- Work item: Using the data below, copy every line that contains the word "badge".

[Stored items from a collection]
****
PR #281, opened 2020-11-12
test: add incremental indexing example

cristianmtr:
Add example of incremental indexing based on South Park

Adapt README

Mention this example as a possible continuation from original South Park.

add integration test

### DIFF
--- a/southpark-incremental-indexing/README.md
+++ b/southpark-incremental-indexing/README.md
@@ -1,0 +1,163 @@
+# Build Bert-based NLP Semantic Search System (with incremental indexing)
+
+<p align="center">
+
+[![Jina](https://github.com/jina-ai/jina/blob/master/.github/badges/jina-badge.svg "We fully commit to open-source")](https://jina.ai)
+[![Jina](https://github.com/jina-ai/jina/blob/master/.github/badges/jina-hello-world-badge.svg "Run Jina 'Hello, World!' without installing anything")](https://github.com/jina-ai/jina#jina-hello-world-)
****
- Exercise solution:
+[![Jina](https://github.com/jina-ai/jina/blob/master/.github/badges/jina-badge.svg "We fully commit to open-source")](https://jina.ai)
+[![Jina](https://github.com/jina-ai/jina/blob/master/.github/badges/jina-hello-world-badge.svg "Run Jina 'Hello, World!' without installing anything")](https://github.com/jina-ai/jina#jina-hello-world-)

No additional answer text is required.